Union: A Reflection for this Fourth of July

Photo by Jan Huber on Unsplash

Photo by Jan Huber on Unsplash

America has plenty of things that I oppose: racism, street violence, police brutality, lies and insults on social media, ideological propaganda. I am against it all. But what am I for?

I am for the Union.

The Union is the bond that holds fifty states and hundreds of millions of souls together as America. It is the land’s root system, joining the people west of the Missouri River with those east of it. The Union fuels the nation’s spirit on the coasts, the Rockies and the plains, the Great Lakes and the Gulf alike.

It was never a practical idea. The Union has nearly splintered many times. In fact, it almost never sprouted. The original colonies were too different — divided by size, population, climate, class, economy, and religion — to make a coherent nation. The states could barely write their Constitution, even for a modestly more perfect Union, much less ratify it.

But it did sprout. We could only pursue happiness by sinking the same roots and being fed by the same sap that fed our rivals. Well before the Constitution, the Deist Ben Franklin and the Calvinist John Witherspoon both realized that the course of human events led to the Union, and they signed their names on the same Declaration of Independence. They signed even though each thought the other’s ideas might break progress.

The Union supports freedom by letting branches reach beyond the center. Because of the Union, our freedom is not a field of weeds and our unity is not a single crop. Also, the Union endures longer than a season. It is strong enough to outlive wars, recessions, and even our own wickedness. Should America favor England over France, free trade over protection, slavery over abolition, civil rights over segregation? Regardless of such fights, the Union grows.

Inevitably, a branch imagines that it should be free. The other sections of the Union are insulting, even malicious. Our branch alone has the answers. We are the only ones who remember what America stands for.

The branches in America always behave that way. We’re a nation of blowhards. We’re loud and boring.

I am for the whole tree, not just my branch. I am just as opinionated as everyone else. But I suspect that if my part were to break away — if I were freed from the necessity of the Union — I would wither in self-regard like a dried-up stick. I would become more wicked.

The Union is not the last best hope of earth because it is righteous. Its parts are sinful. It has massacred, enslaved, bombed, incarcerated, appropriated, and stolen as much as any other nation. America is exceptional for other reasons. The Union forces us to reckon with our sins in peace. We either grow together or we rot.

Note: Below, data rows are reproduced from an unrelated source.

PR #526, opened 2020-03-18
INTLY-5436: Tests to verify that all routes have been created

sergioifg94:
Create and add test to the `AFTER_INSTALL_TESTS` list that enumerates the expected routes
that must have been created and checks that they exist in the cluster.

Remove test logic that becomes redundant after adding this test.

### DIFF
--- a/test/common/routes_exist.go
+++ b/test/common/routes_exist.go
@@ -1,0 +1,228 @@
+package common
+
+import (
+	"fmt"
+	"testing"
+
+	goctx "context"
+
+	routev1 "github.com/openshift/api/route/v1"
+	k8sclient "sigs.k8s.io/controller-runtime/pkg/client"
+)
+
+var expectedRoutes = map[string][]ExpectedRoute{
+	"3scale": []ExpectedRoute{
+		ExpectedRoute{
+			Name:  "backend",
+			isTLS: true,
+		},
+		ExpectedRoute{
+			Name:            "zync-3scale-api-",
+			IsGeneratedName: true,
+			isTLS:           true,
+			ServiceName:     "apicast-staging",
+		},
+		ExpectedRoute{
+			Name:            "zync-3scale-api-",
+			IsGeneratedName: true,
+			isTLS:           true,
+			ServiceName:     "apicast-production",
+		},
+		ExpectedRoute{
+			Name:            "zync-3scale-master-",
+			IsGeneratedName: true,
+			isTLS:           true,
+			ServiceName:     "system-master",
+		},
+		ExpectedRoute{
+			Name:            "zync-3scale-provider-",
+			IsGeneratedName: true,
+			isTLS:           true,
+			ServiceName:     "system-developer",
+		},
+		ExpectedRoute{
+			Name:            "zync-3scale-provider-",
+			IsGeneratedName: true,
+			isTLS:           true,
+			ServiceName:     "system-provider",
+		},
+	},
+
+	"amq-online": []ExpectedRoute{
+		ExpectedRoute{
+			Name:  "console",
+			isTLS: true,
+		},
+		ExpectedRoute{
+			Name:  "standard-authservice",
+			isTLS: true,
+		},
+	},
+
+	"codeready-workspaces": []ExpectedRoute{
+		ExpectedRoute{
+			Name:  "codeready",
+			isTLS: true,
+		},
+		ExpectedRoute{
+			Name:  "devfile-registry",
+			isTLS: true,
+		},
+		ExpectedRoute{
+			Name:  "plugin-registry",
+			isTLS: true,
+		},
+	},
+
+	"fuse": []ExpectedRoute{
+		ExpectedRoute{
+			Name:  "syndesis",
+			isTLS: true,
+		},
+	},
+
+	"middleware-monitoring-operator": []ExpectedRoute{
+		ExpectedRoute{
+			Name:  "alertmanager-route",
+			isTLS: true,
+		},
+		ExpectedRoute{
+			Name:  "grafana-route",
+			isTLS: true,
+		},
+		ExpectedRoute{
+			Name:  "prometheus-route",
+			isTLS: true,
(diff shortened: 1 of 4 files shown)


test/common/routes_exist.go
```diff
@@ -0,0 +1,224 @@
...
+// TestIntegreatlyRoutesExist tests that the routes for all the products are created
+func TestIntegreatlyRoutesExist(t *testing.T, ctx *TestingContext) {
+	var err error
+
+	for product, routes := range expectedRoutes {
+		for _, expectedRoute := range routes {
+			err = checkRoute(t, ctx, product, expectedRoute)
+
+			if err != nil {
+				t.Fatalf("Failed checking route %v for product %v: %v",
```
b1zzu: I will suggest using `t.Errorf`, the error will be logged, the test marked as failed but the execution of the test will proceed and we could catch other problems 
```suggestion
				t.Errorf("Failed checking route %v for product %v: %v",
```

sergioifg94: Makes sense, I'll change that in a moment. Thanks @b1zzu !

b1zzu:
:eyes: I'm trying it against BYOC

b1zzu:
Verified also against BYOC

/lgtm

test/common/routes_exist.go
```diff
@@ -0,0 +1,224 @@
...
+	for _, route := range routes.Items {
+		// Skip routes that don't point to services
+		if route.Spec.To.Kind != "Service" {
+			continue
+		}
+
+		generatedName := route.GetObjectMeta().GetGenerateName()
+		to := route.Spec.To.Name
+
+		if expectedRoute.Name == generatedName && expectedRoute.ServiceName == to {
```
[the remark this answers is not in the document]
sergioifg94: I added the logic to check for the service in order to avoid false positives:
If `expectedRoute.Name` is "keycloak" and there's a route called "keycloak-edge" the `strings.HasPrefix` call would be evaluated to true.
Also there's the case in 3scale:
```go
expectedRoute{
	Name:            "zync-3scale-api-",
	IsGeneratedName: true,
	isTLS:           true,
	ServiceName:     "apicast-staging",
},
expectedRoute{
	Name:            "zync-3scale-api-",
       IsGeneratedName: true,
	isTLS:           true,
	ServiceName:     "apicast-production",
},
```
Where they have the same generated name so the test would pass even if there's only one of these routes available

sergioifg94:
@dimitraz Thanks a lot for the suggestions! I added a fixup to the commit with the changes

test/common/routes_exist.go
```diff
@@ -0,0 +1,220 @@
...
+	routev1 "github.com/openshift/api/route/v1"
+	k8sclient "sigs.k8s.io/controller-runtime/pkg/client"
+)
+
+type expectedRoute struct {
+	Name            string
+	isTLS           bool
+	ServiceName     string
+	IsGeneratedName bool
+}
```
KevFan: Looks like people are starting to put all the types in `types.go` so just would be good for consistency :thinking: 
https://github.com/integr8ly/integreatly-operator/blob/master/test/common/types.go

test/common/routes_exist.go
```diff
@@ -0,0 +1,220 @@
...
+		expectedRoute{
+			Name:  "keycloak-edge",
+			isTLS: true,
+		},
+	},
+}
+
+const (
+	intlyNamespacePrefix = "redhat-rhmi-"
+)
```
KevFan: This constant looks to be already defined in `types.go` so just would be good to prevent duplicates :thinking: 
https://github.com/integr8ly/integreatly-operator/blob/8ff8ac219da0428dfbde872de8adbe104c39059d/test/common/types.go#L15

sergioifg94:
@KevFan Thanks for the suggestions! I hadn't noticed that `types.go` file. I updated the PR with these changes

test/common/routes_exist.go
```diff
@@ -0,0 +1,209 @@
...
+
+// TestIntegreatlyRoutesExist tests that the routes for all the products are created
+func TestIntegreatlyRoutesExist(t *testing.T, ctx *TestingContext) {
+	for product, routes := range expectedRoutes {
+		for _, expectedRoute := range routes {
+			foundRoute, err := getRoute(t, ctx, product, expectedRoute)
+
+			if err != nil {
+				t.Errorf("Failed checking route %v for product %v: %v",
+					expectedRoute.Name, product, err)
```
b1zzu:
```suggestion
				t.Errorf("Failed checking route %v for product %v: %v",
					expectedRoute.Name, product, err)
				continue
```

test/common/routes_exist.go
```diff
@@ -0,0 +1,209 @@
...
+		},
+	},
+}
+
+// TestIntegreatlyRoutesExist tests that the routes for all the products are created
+func TestIntegreatlyRoutesExist(t *testing.T, ctx *TestingContext) {
+	for product, routes := range expectedRoutes {
+		for _, expectedRoute := range routes {
+			foundRoute, err := getRoute(t, ctx, product, expectedRoute)
+
```
b1zzu:
```suggestion
			foundRoute, err := getRoute(t, ctx, product, expectedRoute)
```

test/common/routes_exist.go
b1zzu: `t.Errorf` doesn't break the execution so we need to continue the loop otherwise it will proceed and fail in the `isTLS` function

sergioifg94: Oops missed that one, thanks!

test/common/routes_exist.go
b1zzu: Just the new line :sweat_smile: , usually the if err is attached to the function call

sergioifg94: Oops, the diff didn't show it. I just pushed that change!

sergioifg94:
/hold
As some routes are missing in the test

On that principle, I am for the Union. I can remain bound to other sinners in this leaning, misshapen tree. Maybe I won’t be able to agree with them about God, the destiny of earth, or hope beyond it. Maybe we won’t agree about law, economics, war, or peace either. But the Union will hold our struggling in check. It will continue to give this fallen world an example of what it means to be conceived in liberty.

Our free struggle over sin is more perfect than some faction’s utopia of coerced virtue.